[Records from a data source]
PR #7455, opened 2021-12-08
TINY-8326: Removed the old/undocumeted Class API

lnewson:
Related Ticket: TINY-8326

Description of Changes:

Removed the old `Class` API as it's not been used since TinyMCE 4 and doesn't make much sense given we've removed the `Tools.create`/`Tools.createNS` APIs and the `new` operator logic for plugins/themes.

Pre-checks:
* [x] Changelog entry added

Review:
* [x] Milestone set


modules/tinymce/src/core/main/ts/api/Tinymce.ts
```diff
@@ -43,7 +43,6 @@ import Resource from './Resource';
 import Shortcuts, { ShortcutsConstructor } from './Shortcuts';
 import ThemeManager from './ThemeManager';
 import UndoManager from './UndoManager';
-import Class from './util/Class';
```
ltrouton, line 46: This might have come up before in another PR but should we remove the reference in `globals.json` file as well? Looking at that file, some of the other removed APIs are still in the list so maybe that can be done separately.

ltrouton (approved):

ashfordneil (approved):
* * *
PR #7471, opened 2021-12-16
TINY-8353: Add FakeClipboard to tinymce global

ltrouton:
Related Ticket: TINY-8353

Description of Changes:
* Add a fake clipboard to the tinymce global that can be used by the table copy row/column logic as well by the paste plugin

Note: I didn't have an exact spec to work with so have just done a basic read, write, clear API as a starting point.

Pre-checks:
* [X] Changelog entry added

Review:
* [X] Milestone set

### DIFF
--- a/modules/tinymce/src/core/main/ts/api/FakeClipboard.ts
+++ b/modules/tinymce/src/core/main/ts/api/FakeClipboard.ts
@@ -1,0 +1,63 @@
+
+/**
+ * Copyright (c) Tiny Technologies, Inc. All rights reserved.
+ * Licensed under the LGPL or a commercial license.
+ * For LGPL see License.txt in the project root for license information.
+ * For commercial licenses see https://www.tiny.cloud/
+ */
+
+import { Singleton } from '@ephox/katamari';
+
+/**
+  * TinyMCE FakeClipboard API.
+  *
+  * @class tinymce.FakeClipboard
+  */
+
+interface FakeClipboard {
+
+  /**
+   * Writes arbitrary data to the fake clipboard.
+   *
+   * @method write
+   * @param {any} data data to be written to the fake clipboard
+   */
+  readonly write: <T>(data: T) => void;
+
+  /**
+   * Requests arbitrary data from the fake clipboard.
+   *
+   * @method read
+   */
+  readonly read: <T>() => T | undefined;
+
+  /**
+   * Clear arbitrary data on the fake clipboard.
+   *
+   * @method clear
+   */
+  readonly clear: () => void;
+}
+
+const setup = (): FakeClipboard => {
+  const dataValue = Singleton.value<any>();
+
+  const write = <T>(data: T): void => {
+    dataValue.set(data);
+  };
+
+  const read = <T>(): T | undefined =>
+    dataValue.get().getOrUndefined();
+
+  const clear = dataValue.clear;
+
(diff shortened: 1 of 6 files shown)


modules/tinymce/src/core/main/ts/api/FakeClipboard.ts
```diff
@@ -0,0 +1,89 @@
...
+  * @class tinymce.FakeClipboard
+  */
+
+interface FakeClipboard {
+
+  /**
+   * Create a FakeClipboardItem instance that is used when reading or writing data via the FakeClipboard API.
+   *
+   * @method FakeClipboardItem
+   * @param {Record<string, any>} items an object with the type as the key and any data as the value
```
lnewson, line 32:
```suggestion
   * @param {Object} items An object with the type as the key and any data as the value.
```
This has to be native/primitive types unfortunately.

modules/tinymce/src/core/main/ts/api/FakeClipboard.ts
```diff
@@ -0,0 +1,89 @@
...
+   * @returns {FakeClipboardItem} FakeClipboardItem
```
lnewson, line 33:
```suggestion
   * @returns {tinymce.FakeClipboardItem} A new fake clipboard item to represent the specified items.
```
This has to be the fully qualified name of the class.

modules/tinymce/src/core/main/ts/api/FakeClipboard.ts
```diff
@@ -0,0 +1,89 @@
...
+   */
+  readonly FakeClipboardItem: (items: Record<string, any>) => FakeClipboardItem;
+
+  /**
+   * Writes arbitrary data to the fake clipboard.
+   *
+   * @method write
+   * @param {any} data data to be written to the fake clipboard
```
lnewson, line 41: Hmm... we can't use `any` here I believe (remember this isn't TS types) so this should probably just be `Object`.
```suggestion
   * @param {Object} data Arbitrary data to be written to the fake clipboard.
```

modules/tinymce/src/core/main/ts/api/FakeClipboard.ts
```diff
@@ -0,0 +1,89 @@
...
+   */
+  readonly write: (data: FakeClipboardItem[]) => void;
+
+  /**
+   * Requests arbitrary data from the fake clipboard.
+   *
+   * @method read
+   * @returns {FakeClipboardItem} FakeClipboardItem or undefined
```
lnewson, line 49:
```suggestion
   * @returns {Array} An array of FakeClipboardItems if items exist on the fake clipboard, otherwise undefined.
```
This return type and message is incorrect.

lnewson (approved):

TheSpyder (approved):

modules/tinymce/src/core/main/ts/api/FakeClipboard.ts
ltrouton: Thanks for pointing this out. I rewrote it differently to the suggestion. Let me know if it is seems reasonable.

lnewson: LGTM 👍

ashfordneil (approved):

* [What you should do] Check the entries above line by line and return each one containing the word "with".

* [Task solution]
Note: I didn't have an exact spec to work with so have just done a basic read, write, clear API as a starting point.
+   * @param {Record<string, any>} items an object with the type as the key and any data as the value
   * @param {Object} items An object with the type as the key and any data as the value.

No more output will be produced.